§ THE INPUT:
PR #7471, opened 2021-11-23
[R] Export function xgb.shap.data

hcho3:
https://discuss.xgboost.ai/t/xgb-shap-data-not-found/2557?u=hcho3

Even though the utility function `xgb.shap.data` was visible in the R-package documentation ([here](https://www.rdocumentation.org/packages/xgboost/versions/1.5.0.2/topics/xgb.shap.data)), it was not explicitly published from `NAMESPACE`. The function should be exported so that it can be actually used.


trivialfis (commented):
Does the user actually need to call that function in order to use SHAP related features?  Just curious since it's a new public API function.

hcho3:
@trivialfis It's supposed to be an internal function, but for some reason it is already part of the public documentation.

trivialfis:
If no one can use it, let's remove the public document instead. ;-)

trivialfis:
I will leave it for you to decide.  I'm not familiar with R so I worried about a new function to maintain.  If you think it's best to export the function then this PR looks good to me.

hcho3:
Closing this, as `xgb.shap.data` was marked as internal in #6374, and the document has been regenerated. https://github.com/dmlc/xgboost/blob/master/R-package/man/xgb.plot.shap.Rd no longer shows `xgb.shap.data`

PR #7474, opened 2021-11-23
Fix github macos package upload.

trivialfis:


trivialfis:
@hcho3 Another small fix for the config field.

PR #7475, opened 2021-11-23
Fix macos package upload.

trivialfis:
This splits up the macos and win tests so they can use different conda env.


hcho3 (approved):

trivialfis:
The upload on github action seems to be successful, but I couldn't find the wheel on s3 bucket. ;-(

PR #7481, opened 2021-11-24
Fix external memory, gpu_hist and subsampling combination bug. (#7476)

### LINKED ISSUE #7476: External memory, gpu_hist and subsampling combination bug
Hi,

I've detected that xgboost segfaults when I try to use subsampling with external memory and gpu_hist as a parameter.

Segfault happens when the number of batches is greater than 1 and subsampling is less than 1.0.

Here I send the script that causes the segfault.

I have a solution for the bug, a pull request follows quickly.

[external_memory_3.zip](https://github.com/dmlc/xgboost/files/7589866/external_memory_3.zip)

Best Regards

GinkoBalboa:
- The error happens because when reading from external memory the batch is
  reassembled for every new iteration. The variable `original_page_` is
  initialized from the first batch, when the constructor of `GradiendBasedSample`
  is called. After iterating through the batches the original memory is not
  accessible, so when trying to access the memory pointed by `original_page_`
  causes an error.

- The solution is instead of accessing data from the `original_page_`, to access
  the data from the first page of the available batch.

fix #7476

### DIFF
--- a/src/tree/gpu_hist/gradient_based_sampler.cu
+++ b/src/tree/gpu_hist/gradient_based_sampler.cu
@@ -185,12 +185,10 @@ GradientBasedSample UniformSampling::Sample(common::Span<GradientPair> gpair, DM
   return {dmat->Info().num_row_, page_, gpair};
 }
 
-ExternalMemoryUniformSampling::ExternalMemoryUniformSampling(EllpackPageImpl const* page,
-                                                             size_t n_rows,
+ExternalMemoryUniformSampling::ExternalMemoryUniformSampling(size_t n_rows,
                                                              BatchParam batch_param,
                                                              float subsample)
-    : original_page_(page),
-      batch_param_(std::move(batch_param)),
+    : batch_param_(std::move(batch_param)),
       subsample_(subsample),
       sample_row_index_(n_rows) {}
 
@@ -218,15 +216,17 @@ GradientBasedSample ExternalMemoryUniformSampling::Sample(common::Span<GradientP
                     sample_row_index_.begin(),
                     ClearEmptyRows());
 
+  auto batch_iterator = dmat->GetBatches<EllpackPage>(batch_param_);
+  auto first_page = (*batch_iterator.begin()).Impl();
   // Create a new ELLPACK page with empty rows.
   page_.reset();  // Release the device memory first before reallocating
   page_.reset(new EllpackPageImpl(
-      batch_param_.gpu_id, original_page_->Cuts(), original_page_->is_dense,
-                                  original_page_->row_stride, sample_rows));
+      batch_param_.gpu_id, first_page->Cuts(), first_page->is_dense,
+                           first_page->row_stride, sample_rows));
 
   // Compact the ELLPACK pages into the single sample page.
   thrust::fill(dh::tbegin(page_->gidx_buffer), dh::tend(page_->gidx_buffer), 0);
-  for (auto& batch : dmat->GetBatches<EllpackPage>(batch_param_)) {
+  for (auto& batch : batch_iterator) {
     page_->Compact(batch_param_.gpu_id, batch.Impl(), dh::ToSpan(sample_row_index_));
   }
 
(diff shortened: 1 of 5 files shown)


src/tree/gpu_hist/gradient_based_sampler.cu
```diff
@@ -218,15 +216,17 @@ GradientBasedSample ExternalMemoryUniformSampling::Sample(common::Span<GradientP
...
   page_.reset(new EllpackPageImpl(
-      batch_param_.gpu_id, original_page_->Cuts(), original_page_->is_dense,
-                                  original_page_->row_stride, sample_rows));
+      batch_param_.gpu_id, first_page->Cuts(), first_page->is_dense,
+                           first_page->row_stride, sample_rows));
 
   // Compact the ELLPACK pages into the single sample page.
   thrust::fill(dh::tbegin(page_->gidx_buffer), dh::tend(page_->gidx_buffer), 0);
-  for (auto& batch : dmat->GetBatches<EllpackPage>(batch_param_)) {
+  for (auto& batch : batch_iterator) {
```
trivialfis, line 229: Is it possible that the fit page is being duplicated?

trivialfis (commented):
Thanks for the fix, removing a state is great!  One question is inlined in comment.


Could you please add a test here: https://github.com/dmlc/xgboost/blob/820e1c01ef3cdbbe9f5483ab85d24b97d79138db/tests/python/test_data_iterator.py#L66 so that we won't make the same mistake again in the future.  Thanks for the nice work!

src/tree/gpu_hist/gradient_based_sampler.cu
GinkoBalboa: Do you mean the new constructor called with first_page data and then again using the same page in the iterator? 

If that is the question, then I think the constructor only uses first_page to get some info on how to reserve memory for page_. Later, in the iterator, the real processing is performed so first_page must appear again there.

GinkoBalboa:
> Thanks for the fix, removing a state is great! One question is inlined in comment.
> 
> Could you please add a test here:
> 
> https://github.com/dmlc/xgboost/blob/820e1c01ef3cdbbe9f5483ab85d24b97d79138db/tests/python/test_data_iterator.py#L66
> so that we won't make the same mistake again in the future. Thanks for the nice work!

I've added the test you suggested. Just copied the existing code from run_data_iterator test into a new test, and added subsample value less than 1. 

Cheers!

trivialfis:
Let me take a closer look and fix the test

GinkoBalboa:
Ok, thanks for helping me. Please, take your time, don't hurry, I clicked "request review" by mistake :-)

GinkoBalboa:
- I put the test into a separate function to check out where exactly fails. 
- I merged the latest change, because I was thinking maybe the new CI changes could mean something.
- Noticed after the last fail that the failure was because of greater differences between predicted and expected, so I increased the relative tolerance from 1e-2 to 5e-2. I think the error is greater because we use subsampling. Hope this time the test will pass.

trivialfis:
Thank you for the nice work.  I will get back to this tomorrow.  I don't have access to my device at the moment.

GinkoBalboa:
Ok, now I understand what you meant when you told me to add test. Nice work, thank you.

I just added the relaxing of rtol when subsample < 1.0. This is the main reason for test fail. I added scaled rtol, lets see if it will pass.

trivialfis:
Will take a closer look.  The quantile is created differently with batched data, so testing prediction result is not reliable.

trivialfis (approved):
The fix itself looks good.  Will merge once all tests are green.  Handling floating-point errors in these kinds of tests are always messy...

Thanks for the good work!

trivialfis:
Opened an issue for the major cause of floating-point error: https://github.com/dmlc/xgboost/issues/7488  Will follow up next week. (I'm currently out of the office, sorry).

trivialfis:
Thanks for the fix and sorry for the long delay.

PR #7487, opened 2021-11-26
Updated CMake version requirement in build.rst

danmarinescu:
The documentation states that to build from source you need CMake 3.13 or higher. However, according to https://github.com/dmlc/xgboost/blob/master/CMakeLists.txt#L1 CMake 3.14 or higher is required. This PR updates the documentation to state that CMake 3.14 or higher is required


trivialfis (approved):
Thanks for the PR!

Issue #9618, opened 2023-09-28
[CI] Failing tests are not reported accordingly on Windows.


trivialfis:
https://buildkite.com/xgboost/xgboost-ci-windows/builds/3566#018adc46-b6b7-423a-937c-4f35bbb67575

hcho3:
I need to study how exit codes work in PowerShell.

trivialfis:
> I need to study how exit codes work in PowerShell.

Or write Python instead. ;-)

PR #9932, opened 2023-12-28
[CI] Update machine images

hcho3:
* Use R 4.3 in the Windows machine
* Rebuild machine images using latest base OS images
* Update the launch parameter according to the latest Elastic AWS Stack of BuildKite.
* Enable `BUILDKIT_INLINE_CACHE` option to enable caching layers from pulled containers. This is needed for latest Docker, which uses BuildKit (https://github.com/moby/moby/issues/39003).
* `dlltool.exe` was failing due to long file names. 1) Error out early if `dlltool` fails. 2) Use a short file name for the temporary file.
* Speed up RPM by setting `ulimit` option. See https://github.com/docker/buildx/issues/379
* Use latest NVIDIA Container Toolkit. As a side effect, the legacy command `nvidia-docker` is no longer available. Now we should use `docker run --gpus all` instead.

### DIFF
--- a/cmake/modules/FindLibR.cmake
+++ b/cmake/modules/FindLibR.cmake
@@ -65,7 +65,9 @@ function(create_rlib_for_msvc)
 
   execute_process(COMMAND ${DLLTOOL_EXE}
     "--input-def" "${CMAKE_CURRENT_BINARY_DIR}/R.def"
-    "--output-lib" "${CMAKE_CURRENT_BINARY_DIR}/R.lib")
+    "--output-lib" "${CMAKE_CURRENT_BINARY_DIR}/R.lib"
+    COMMAND_ECHO STDOUT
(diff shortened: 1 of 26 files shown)


trivialfis:
Could you please help take a look into https://github.com/dmlc/xgboost/issues/9618 , it would be great if we can restore the Windows tests.

hcho3:
> Could you please help take a look into https://github.com/dmlc/xgboost/issues/9618

I will take a look at it once we unblock the rest of the CI.

hcho3:
@trivialfis Sorry this is taking a bit longer than I expected. Please refrain from running CI jobs until the CI is straightened out.

trivialfis:
Please disable the allocator test, it doesn't always work.

hcho3:
Merging this to unblock the CI

PR #9935, opened 2023-12-29
[R] Remove parameters and attributes related to `ntree` and rebase `iterationrange`

david-cortes:

After the introduction of newer tree modalities such as multi-quantile regression, the code for determining the number of trees in a model is no longer correct, and other sections that rely on it might produce incorrect results. I see that parameters referring to number of trees have been deprecated in favor of parameters referring to number of iterations, so I'm making the switch here.

This PR:
* Removes the deprecated argument `ntree_limit` in `predict`.
* Removes the 'ntree' attribute and internal accessor which are no longer needed.
* Fixes incorrect usage of `num_class` to determine prediction shapes, as now there are more ways in which `predict` can output multi-dimensional results.
* Changes the format of `iterationrange` to match with R's sequences/ranges.

I've based it off from the current last commit of previous PR https://github.com/dmlc/xgboost/pull/9924 which is a requisite for the changes introduced here.

I'm not sure how to make the PR show the diff w.r.t to that other PR, as it's not a branch of this repository, and I cannot open a PR here to merge to a branch on my own repository, so this PR will need to be rebased later on in order to make it mergable (I think the kind of commits that github generates will also mess up `git merge` later on so a rebase will anyway be needed).

### DIFF
--- a/R-package/R/xgb.Booster.R
+++ b/R-package/R/xgb.Booster.R
@@ -282,9 +282,8 @@ predict.xgb.Booster <- function(object, newdata, missing = NA, outputmargin = FA
 
 
   if (!is.null(iterationrange)) {
-    if (is.character(iterationrange) &&
-        length(iterationrange) == 1 &&
-        iterationrange == "all") {
+    if (is.character(iterationrange)) {
+      stopifnot(iterationrange == "all")
       iterationrange <- c(0, 0)
     } else {
       iterationrange[1] <- iterationrange[1] - 1 # base-0 indexing
--- a/R-package/R/xgb.Booster.R
+++ b/R-package/R/xgb.Booster.R
@@ -89,7 +89,6 @@ xgb.get.handle <- function(object) {
 #' @param outputmargin Whether the prediction should be returned in the form of original untransformed
 #'        sum of predictions from boosting iterations' results. E.g., setting `outputmargin=TRUE` for
 #'        logistic regression would return log-odds instead of probabilities.
-#' @param ntreelimit Deprecated, use `iterationrange` instead.
 #' @param predleaf Whether to predict pre-tree leaf indices.
 #' @param predcontrib Whether to return feature contributions to individual predictions (see Details).
 #' @param approxcontrib Whether to use a fast approximation for feature contributions (see Details).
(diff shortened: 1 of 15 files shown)


hcho3:
> I'm not sure how to make the PR show the diff w.r.t to that other PR, as it's not a branch of this repository, and I cannot open a PR here to merge to a branch on my own repository, so this PR will need to be rebased later on in order to make it mergable

It's fine. It's common for us to open pull requests that include the commits from another pull request. Let's try to merge https://github.com/dmlc/xgboost/pull/9924 soon.

david-cortes:
@trivialfis Would be ideal if you could review this PR next.

R-package/R/xgb.Booster.R
```diff
@@ -99,11 +98,17 @@ xgb.get.handle <- function(object) {
 #'        or `predinteraction` is `TRUE`.
 #' @param training Whether the predictions are used for training. For dart booster,
 #'        training predicting will perform dropout.
-#' @param iterationrange Specifies which trees are used in prediction. For
-#'        example, take a random forest with 100 rounds.
-#'        With `iterationrange=c(1, 21)`, only the trees built during `[1, 21)` (half open set)
-#'        rounds are used in this prediction. The index is 1-based just like an R vector. When set
-#'        to `c(1, 1)`, XGBoost will use all trees.
+#' @param iterationrange Sequence of rounds/iterations from the model to use for prediction, specified by passing
+#'        a two-dimensional vector with the start and end numbers in the sequence (same format as R's `seq` - i.e.
```
trivialfis, line 102: Thank you for making it R-compatible. These indexing schemes have been a headache.

R-package/R/xgb.Booster.R
```diff
@@ -275,25 +280,22 @@ predict.xgb.Booster <- function(object, newdata, missing = NA, outputmargin = FA
...
-    ## only iteration range, handle 1-based indexing
-    iterationrange <- c(iterationrange[1] - 1, iterationrange[2] - 1)
-  } else if (ntreelimit != 0 && !is.null(iterationrange)) {
-    ## both are specified, let libgxgboost throw an error
+  if (!is.null(iterationrange)) {
+    if (is.character(iterationrange) &&
+        length(iterationrange) == 1 &&
+        iterationrange == "all") {
+      iterationrange <- c(0, 0)
+    } else {
```
trivialfis, line 289: since the only valid value is "all", maybe we can check:
``` R
if (is.character(iterationrange)) {
    stopifnot(iterationrange == "all")
    iterationrange <- c(0, 0)
} else {
    ...
}
```

trivialfis (commented):
I'm looking into https://github.com/dmlc/xgboost/pull/9948 as well, would be great if there's a common reindexing function either in C or in R that handles all the translation and can be tested independently.

I find it difficult to reason that all places that need indexing are performing the translation consistently.

R-package/R/xgb.Booster.R
david-cortes: Modified.

david-cortes:
> I'm looking into #9948 as well, would be great if there's a common reindexing function either in C or in R that handles all the translation and can be tested independently.
> 
> I find it difficult to reason that all places that need indexing are performing the translation consistently.

Do you have a list of places where such reindexing should be applied?

As I see it, currently there is:
* `best_iteration` - but this one follows base-0 in the C attribute and base-1 in the R attribute, so handling would be quite different from the others.
* `iterationrange` - not too hard to do the conversion, since it always amounts to just subtracting from the initial index.
* Booster slicing - but this one requires a very different approach that the others do not share; and if it were to be re-implemented by taking an integer array instead of start/end/step, the handling would also be completely different if we want it to follow R's idioms.
* Class index in the linear coefficients callback (currently base-0) - but I think this one would make more sense to match with the numbers in `label` which are base-0.

trivialfis:
Thank you for sharing, it might be difficult to gather everything into one place. An additional concern is the categorical data.

It's not just 0-based indexing v.s. 1-based indexing, exclusive and inclusive on the end of a range is also problematic, would be great if we could at least find a place to document all the difference so that we can lookup in the future.

david-cortes:
> Thank you for sharing, it might be difficult to gather everything into one place. An additional concern is the categorical data.
> 
> It's not just 0-based indexing v.s. 1-based indexing, exclusive and inclusive on the end of a range is also problematic, would be great if we could at least find a place to document all the differences so that we can lookup in the future.

You mean in one of those `.rst` files from the readthedocs page for developers?

trivialfis:
> You mean in one of those .rst files from the readthedocs page for developers?

sounds good!

trivialfis (approved):

PR #9939, opened 2023-12-30
[R] Remove unusable 'feature_names' argument and make 'model' first argument in inspection functions

david-cortes:

As a follow up after previous PR is merged: https://github.com/dmlc/xgboost/pull/9924

(note that, like other PRs in progress, this one includes all of the commits from the PR above, and will need to be rebased after that one is merged)

In the previous PR:
* Feature names were added as C-level booster attributes, automatically added during model fitting.
* As a side effect of having these feature names, they now show up in the model dumps.
* Since the function that creates a table out of the model trees uses these dumps, it's not possible to override those feature names.

Some of the functions related to plotting and importances had a parameter `feature_names` which was passed to the trees-to-table function, which now is not usable and is not even required if the model already has the features names on it.

This PR removes this function argument when not applicable, and switches the `model` argument to be the first argument in the signature, which is a lot more convenient when using those functions as a user.


mayer79:
Very convenient, thx, I also found it strange that `model` was not the first argument.

trivialfis (commented):
> Feature names were added as C-level booster attributes, automatically added during model fitting.

Is there any test that shows hat happens if the input is a matrix? (for dump and plot)

david-cortes:
> > Feature names were added as C-level booster attributes, automatically added during model fitting.
> 
> Is there any test that shows hat happens if the input is a matrix? (for dump and plot)

Matrices can also have both column and row names. Nevertheless, there are tests for these functions in which the booster has the feature names removed:
https://github.com/dmlc/xgboost/blob/1168a688726aca01e6d52dd931bb63df06e3f110/R-package/tests/testthat/test_helpers.R#L54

§ PROMPT:
Output exactly one stretch of the listing: from the line containing "-65,7 +65,9 @@ function(create_rlib_for_msvc)" through the line containing "PR #9935, opened 2023-12-29", both end lines included.

§ COMPLETED EXERCISE:
@@ -65,7 +65,9 @@ function(create_rlib_for_msvc)
 
   execute_process(COMMAND ${DLLTOOL_EXE}
     "--input-def" "${CMAKE_CURRENT_BINARY_DIR}/R.def"
-    "--output-lib" "${CMAKE_CURRENT_BINARY_DIR}/R.lib")
+    "--output-lib" "${CMAKE_CURRENT_BINARY_DIR}/R.lib"
+    COMMAND_ECHO STDOUT
(diff shortened: 1 of 26 files shown)


trivialfis:
Could you please help take a look into https://github.com/dmlc/xgboost/issues/9618 , it would be great if we can restore the Windows tests.

hcho3:
> Could you please help take a look into https://github.com/dmlc/xgboost/issues/9618

I will take a look at it once we unblock the rest of the CI.

hcho3:
@trivialfis Sorry this is taking a bit longer than I expected. Please refrain from running CI jobs until the CI is straightened out.

trivialfis:
Please disable the allocator test, it doesn't always work.

hcho3:
Merging this to unblock the CI

PR #9935, opened 2023-12-29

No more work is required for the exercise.